▸ WORK TO COMPLETE
When the line containing "PR #6075, opened 2026-09-12" is found in the data below, copy it and each line after it through the line containing "- Tests: default", exactly and with no others.

Collected data entries
┄┄┄┄┄┄

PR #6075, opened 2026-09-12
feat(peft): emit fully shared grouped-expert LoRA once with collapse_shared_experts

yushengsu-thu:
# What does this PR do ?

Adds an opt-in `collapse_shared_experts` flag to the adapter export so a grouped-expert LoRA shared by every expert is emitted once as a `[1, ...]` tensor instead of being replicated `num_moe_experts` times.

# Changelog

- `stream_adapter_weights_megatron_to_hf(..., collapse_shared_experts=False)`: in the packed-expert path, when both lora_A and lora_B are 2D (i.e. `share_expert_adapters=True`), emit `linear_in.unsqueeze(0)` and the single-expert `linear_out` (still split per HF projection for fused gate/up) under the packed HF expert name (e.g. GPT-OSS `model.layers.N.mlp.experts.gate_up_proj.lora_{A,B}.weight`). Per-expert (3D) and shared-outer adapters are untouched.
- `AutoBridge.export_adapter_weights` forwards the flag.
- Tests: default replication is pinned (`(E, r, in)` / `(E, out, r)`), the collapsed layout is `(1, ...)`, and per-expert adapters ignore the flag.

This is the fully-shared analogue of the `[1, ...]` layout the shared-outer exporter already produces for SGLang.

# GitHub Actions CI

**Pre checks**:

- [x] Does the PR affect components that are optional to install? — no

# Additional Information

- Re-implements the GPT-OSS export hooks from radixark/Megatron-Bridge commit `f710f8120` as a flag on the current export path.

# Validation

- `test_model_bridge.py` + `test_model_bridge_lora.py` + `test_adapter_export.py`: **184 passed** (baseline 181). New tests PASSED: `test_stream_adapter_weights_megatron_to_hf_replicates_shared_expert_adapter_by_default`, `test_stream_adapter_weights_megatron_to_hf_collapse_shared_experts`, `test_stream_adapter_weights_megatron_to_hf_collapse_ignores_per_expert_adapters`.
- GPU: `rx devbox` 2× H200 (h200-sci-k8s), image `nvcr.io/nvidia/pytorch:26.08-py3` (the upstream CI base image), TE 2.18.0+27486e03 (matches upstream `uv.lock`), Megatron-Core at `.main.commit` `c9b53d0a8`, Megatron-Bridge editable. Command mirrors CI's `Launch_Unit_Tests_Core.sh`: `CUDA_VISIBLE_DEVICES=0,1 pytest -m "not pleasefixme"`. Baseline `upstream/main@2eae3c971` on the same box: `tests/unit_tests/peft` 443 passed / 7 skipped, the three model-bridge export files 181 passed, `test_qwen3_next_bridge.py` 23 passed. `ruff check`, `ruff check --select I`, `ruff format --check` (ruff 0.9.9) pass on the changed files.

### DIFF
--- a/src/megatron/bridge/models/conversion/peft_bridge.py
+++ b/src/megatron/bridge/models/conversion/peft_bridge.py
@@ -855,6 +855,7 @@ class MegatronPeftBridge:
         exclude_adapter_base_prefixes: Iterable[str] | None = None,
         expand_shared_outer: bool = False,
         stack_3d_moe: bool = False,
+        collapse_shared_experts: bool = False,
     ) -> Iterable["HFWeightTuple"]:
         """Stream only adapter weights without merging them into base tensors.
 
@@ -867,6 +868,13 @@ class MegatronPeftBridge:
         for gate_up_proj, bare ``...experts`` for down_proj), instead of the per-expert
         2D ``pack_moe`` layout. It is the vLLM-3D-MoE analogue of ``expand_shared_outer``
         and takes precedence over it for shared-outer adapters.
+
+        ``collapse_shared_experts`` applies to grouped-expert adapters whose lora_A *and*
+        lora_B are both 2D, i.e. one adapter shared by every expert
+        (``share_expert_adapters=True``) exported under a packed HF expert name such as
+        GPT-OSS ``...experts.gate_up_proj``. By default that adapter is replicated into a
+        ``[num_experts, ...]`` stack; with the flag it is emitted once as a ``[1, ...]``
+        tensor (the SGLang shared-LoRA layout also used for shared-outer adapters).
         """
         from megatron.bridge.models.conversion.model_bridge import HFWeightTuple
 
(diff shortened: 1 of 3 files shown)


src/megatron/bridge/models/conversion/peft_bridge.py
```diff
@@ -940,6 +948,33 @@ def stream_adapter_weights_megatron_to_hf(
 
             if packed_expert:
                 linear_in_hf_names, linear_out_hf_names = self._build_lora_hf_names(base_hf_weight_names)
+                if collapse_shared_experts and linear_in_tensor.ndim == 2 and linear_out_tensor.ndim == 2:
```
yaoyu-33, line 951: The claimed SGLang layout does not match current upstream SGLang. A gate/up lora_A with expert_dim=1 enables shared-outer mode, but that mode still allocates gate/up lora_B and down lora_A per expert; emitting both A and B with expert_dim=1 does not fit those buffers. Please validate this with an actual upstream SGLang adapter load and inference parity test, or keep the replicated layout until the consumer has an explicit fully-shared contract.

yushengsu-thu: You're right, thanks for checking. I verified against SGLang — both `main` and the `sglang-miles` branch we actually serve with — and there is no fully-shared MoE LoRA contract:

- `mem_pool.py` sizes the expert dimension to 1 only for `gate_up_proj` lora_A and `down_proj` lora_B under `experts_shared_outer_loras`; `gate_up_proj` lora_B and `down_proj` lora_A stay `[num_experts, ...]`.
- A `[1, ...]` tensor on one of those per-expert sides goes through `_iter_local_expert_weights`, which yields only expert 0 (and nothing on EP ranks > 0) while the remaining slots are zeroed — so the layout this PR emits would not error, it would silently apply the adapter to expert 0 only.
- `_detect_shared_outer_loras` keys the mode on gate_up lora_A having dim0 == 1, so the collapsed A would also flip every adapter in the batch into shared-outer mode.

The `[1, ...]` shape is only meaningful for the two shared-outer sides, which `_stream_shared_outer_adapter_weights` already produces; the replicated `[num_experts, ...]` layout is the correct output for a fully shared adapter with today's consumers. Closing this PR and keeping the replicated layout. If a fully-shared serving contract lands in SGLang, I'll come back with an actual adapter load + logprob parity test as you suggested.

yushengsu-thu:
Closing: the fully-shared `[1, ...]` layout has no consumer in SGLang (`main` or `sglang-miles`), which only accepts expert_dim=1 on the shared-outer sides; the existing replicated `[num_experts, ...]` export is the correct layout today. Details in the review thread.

┄┄┄┄┄┄

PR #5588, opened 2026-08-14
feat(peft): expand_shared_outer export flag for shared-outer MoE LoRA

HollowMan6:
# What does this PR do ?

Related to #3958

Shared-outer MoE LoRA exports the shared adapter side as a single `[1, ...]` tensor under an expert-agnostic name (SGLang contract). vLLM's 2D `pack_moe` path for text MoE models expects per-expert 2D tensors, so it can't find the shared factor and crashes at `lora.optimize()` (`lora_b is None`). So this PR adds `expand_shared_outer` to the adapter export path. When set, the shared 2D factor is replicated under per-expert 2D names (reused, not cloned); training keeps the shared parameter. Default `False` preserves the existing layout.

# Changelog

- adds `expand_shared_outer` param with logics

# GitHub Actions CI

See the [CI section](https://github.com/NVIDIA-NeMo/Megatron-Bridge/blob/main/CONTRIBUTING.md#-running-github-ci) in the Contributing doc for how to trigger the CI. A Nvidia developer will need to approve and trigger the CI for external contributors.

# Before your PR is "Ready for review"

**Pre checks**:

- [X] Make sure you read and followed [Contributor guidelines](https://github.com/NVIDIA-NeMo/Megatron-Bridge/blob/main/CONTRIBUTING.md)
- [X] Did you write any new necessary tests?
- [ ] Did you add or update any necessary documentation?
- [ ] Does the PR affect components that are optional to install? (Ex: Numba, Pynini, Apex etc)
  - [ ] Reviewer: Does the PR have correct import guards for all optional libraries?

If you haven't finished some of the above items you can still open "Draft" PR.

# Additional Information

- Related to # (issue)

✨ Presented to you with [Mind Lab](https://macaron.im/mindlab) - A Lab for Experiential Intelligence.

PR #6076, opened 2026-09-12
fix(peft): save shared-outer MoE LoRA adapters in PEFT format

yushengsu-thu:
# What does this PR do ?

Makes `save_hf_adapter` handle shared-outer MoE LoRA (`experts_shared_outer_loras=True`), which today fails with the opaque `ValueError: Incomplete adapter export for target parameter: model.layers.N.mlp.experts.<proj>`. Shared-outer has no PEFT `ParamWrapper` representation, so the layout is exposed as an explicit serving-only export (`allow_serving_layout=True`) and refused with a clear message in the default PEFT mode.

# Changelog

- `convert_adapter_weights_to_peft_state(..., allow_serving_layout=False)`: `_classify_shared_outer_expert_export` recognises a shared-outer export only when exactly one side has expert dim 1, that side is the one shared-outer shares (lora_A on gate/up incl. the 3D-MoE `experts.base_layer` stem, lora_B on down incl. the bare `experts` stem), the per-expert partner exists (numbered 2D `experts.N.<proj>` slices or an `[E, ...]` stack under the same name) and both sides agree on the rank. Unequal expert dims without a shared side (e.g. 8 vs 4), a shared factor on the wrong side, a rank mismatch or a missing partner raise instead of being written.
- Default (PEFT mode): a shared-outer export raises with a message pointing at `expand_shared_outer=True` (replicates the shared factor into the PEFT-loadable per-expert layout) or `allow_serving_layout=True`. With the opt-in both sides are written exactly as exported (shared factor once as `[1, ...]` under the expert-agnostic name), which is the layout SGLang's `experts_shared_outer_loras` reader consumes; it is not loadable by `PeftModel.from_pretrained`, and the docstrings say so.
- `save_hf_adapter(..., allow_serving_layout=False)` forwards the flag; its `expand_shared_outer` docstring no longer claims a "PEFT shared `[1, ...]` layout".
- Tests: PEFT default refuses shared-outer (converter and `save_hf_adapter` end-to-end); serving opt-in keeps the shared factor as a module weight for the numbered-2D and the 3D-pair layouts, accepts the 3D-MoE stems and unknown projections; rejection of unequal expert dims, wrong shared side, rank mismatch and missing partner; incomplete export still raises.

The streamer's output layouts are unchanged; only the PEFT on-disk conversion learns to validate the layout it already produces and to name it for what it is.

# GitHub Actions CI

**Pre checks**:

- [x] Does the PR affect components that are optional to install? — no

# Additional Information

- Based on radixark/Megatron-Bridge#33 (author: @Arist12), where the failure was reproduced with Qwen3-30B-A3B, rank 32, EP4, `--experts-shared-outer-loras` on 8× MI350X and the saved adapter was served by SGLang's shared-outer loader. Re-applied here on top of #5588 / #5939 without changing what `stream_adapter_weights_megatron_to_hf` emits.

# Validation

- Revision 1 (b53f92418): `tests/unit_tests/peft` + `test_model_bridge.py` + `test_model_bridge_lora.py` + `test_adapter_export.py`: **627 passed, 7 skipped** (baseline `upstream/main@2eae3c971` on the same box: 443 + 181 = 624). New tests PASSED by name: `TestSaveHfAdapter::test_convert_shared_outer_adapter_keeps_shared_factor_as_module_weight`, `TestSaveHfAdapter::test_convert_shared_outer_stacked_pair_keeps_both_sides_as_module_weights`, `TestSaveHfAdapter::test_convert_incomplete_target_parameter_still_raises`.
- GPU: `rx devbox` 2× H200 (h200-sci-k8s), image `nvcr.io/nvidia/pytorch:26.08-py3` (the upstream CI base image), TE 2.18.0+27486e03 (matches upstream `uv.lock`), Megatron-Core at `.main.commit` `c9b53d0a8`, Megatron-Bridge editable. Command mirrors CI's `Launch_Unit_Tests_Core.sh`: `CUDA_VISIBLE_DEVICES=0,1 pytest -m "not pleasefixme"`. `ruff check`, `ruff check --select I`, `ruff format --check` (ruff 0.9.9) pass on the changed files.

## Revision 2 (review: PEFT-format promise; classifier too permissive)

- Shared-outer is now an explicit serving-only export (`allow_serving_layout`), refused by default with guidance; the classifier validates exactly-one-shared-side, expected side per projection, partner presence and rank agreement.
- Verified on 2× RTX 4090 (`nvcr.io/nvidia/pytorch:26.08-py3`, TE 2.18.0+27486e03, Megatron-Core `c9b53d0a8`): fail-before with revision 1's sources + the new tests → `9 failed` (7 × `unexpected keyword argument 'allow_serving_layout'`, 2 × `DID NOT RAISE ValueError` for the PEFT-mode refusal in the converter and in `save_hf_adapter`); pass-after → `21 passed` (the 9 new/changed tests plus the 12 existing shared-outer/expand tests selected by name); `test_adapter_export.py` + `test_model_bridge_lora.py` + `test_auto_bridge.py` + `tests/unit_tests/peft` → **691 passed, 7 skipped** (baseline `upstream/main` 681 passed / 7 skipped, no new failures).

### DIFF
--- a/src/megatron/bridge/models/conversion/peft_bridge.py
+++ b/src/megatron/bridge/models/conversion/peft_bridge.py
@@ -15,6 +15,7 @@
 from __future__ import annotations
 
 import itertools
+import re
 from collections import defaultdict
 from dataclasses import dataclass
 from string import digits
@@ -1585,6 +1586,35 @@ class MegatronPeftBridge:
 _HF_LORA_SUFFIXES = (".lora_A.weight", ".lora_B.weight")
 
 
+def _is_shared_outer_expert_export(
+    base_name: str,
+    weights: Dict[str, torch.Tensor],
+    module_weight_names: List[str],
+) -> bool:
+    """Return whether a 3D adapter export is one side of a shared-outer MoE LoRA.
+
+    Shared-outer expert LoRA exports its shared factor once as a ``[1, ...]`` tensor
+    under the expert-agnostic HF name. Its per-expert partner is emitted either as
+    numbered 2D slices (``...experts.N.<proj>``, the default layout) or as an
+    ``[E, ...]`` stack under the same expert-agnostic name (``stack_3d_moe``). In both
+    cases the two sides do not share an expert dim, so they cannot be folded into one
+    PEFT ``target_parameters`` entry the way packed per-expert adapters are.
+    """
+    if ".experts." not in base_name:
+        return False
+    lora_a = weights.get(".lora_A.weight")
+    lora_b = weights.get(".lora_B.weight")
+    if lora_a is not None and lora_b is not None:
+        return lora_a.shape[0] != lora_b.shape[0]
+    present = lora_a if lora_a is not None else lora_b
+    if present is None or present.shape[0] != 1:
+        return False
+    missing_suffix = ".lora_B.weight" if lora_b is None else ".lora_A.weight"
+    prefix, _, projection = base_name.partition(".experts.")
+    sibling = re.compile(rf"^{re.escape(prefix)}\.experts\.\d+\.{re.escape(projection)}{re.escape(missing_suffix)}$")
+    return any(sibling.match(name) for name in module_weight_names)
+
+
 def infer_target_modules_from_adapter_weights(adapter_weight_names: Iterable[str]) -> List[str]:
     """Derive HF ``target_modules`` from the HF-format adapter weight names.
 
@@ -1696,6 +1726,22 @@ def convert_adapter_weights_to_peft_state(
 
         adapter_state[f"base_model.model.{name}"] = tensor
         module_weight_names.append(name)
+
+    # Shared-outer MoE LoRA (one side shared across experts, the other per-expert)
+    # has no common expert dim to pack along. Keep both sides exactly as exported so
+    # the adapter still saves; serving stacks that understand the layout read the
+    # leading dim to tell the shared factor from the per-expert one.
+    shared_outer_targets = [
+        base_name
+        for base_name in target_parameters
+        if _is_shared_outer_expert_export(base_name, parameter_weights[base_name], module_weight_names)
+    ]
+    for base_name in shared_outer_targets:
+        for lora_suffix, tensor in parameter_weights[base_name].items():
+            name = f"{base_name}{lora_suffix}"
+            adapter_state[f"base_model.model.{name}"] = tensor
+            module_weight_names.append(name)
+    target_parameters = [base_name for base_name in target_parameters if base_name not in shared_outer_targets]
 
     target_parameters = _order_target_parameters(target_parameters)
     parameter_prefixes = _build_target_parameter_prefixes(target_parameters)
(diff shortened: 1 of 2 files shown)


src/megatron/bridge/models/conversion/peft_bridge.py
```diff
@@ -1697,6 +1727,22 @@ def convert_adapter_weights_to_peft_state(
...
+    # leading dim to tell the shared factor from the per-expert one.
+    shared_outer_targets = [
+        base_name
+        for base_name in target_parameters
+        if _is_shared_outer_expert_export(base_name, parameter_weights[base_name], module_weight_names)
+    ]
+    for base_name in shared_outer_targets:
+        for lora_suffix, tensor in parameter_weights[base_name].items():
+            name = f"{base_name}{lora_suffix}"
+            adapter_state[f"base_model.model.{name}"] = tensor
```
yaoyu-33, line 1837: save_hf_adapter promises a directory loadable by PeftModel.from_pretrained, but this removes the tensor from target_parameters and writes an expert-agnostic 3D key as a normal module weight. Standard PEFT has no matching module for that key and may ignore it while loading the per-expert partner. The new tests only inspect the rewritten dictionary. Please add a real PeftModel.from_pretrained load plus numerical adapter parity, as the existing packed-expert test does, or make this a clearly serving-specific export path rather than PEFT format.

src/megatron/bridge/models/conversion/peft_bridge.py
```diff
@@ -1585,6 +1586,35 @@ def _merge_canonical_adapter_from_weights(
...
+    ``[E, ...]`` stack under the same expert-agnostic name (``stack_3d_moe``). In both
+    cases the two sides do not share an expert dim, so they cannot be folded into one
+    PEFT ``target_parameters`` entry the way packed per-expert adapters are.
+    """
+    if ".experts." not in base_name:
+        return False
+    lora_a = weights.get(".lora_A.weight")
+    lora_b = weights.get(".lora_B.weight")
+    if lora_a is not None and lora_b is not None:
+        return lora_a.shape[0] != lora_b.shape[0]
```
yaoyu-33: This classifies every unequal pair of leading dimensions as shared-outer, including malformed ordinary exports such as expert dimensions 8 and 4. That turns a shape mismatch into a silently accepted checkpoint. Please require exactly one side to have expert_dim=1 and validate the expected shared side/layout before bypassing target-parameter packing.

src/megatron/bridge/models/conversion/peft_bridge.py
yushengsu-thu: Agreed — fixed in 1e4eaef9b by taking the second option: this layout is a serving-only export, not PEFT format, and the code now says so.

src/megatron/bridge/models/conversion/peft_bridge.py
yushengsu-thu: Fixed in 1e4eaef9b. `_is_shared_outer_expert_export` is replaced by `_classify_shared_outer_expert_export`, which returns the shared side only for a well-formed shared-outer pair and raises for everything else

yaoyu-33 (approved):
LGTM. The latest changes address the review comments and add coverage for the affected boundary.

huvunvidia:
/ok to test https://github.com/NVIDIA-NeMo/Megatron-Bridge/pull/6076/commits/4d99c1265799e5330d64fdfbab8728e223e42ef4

┄┄┄┄┄┄

▸ EXERCISE RESPONSE
PR #6075, opened 2026-09-12
feat(peft): emit fully shared grouped-expert LoRA once with collapse_shared_experts

yushengsu-thu:
# What does this PR do ?

Adds an opt-in `collapse_shared_experts` flag to the adapter export so a grouped-expert LoRA shared by every expert is emitted once as a `[1, ...]` tensor instead of being replicated `num_moe_experts` times.

# Changelog

- `stream_adapter_weights_megatron_to_hf(..., collapse_shared_experts=False)`: in the packed-expert path, when both lora_A and lora_B are 2D (i.e. `share_expert_adapters=True`), emit `linear_in.unsqueeze(0)` and the single-expert `linear_out` (still split per HF projection for fused gate/up) under the packed HF expert name (e.g. GPT-OSS `model.layers.N.mlp.experts.gate_up_proj.lora_{A,B}.weight`). Per-expert (3D) and shared-outer adapters are untouched.
- `AutoBridge.export_adapter_weights` forwards the flag.
- Tests: default replication is pinned (`(E, r, in)` / `(E, out, r)`), the collapsed layout is `(1, ...)`, and per-expert adapters ignore the flag.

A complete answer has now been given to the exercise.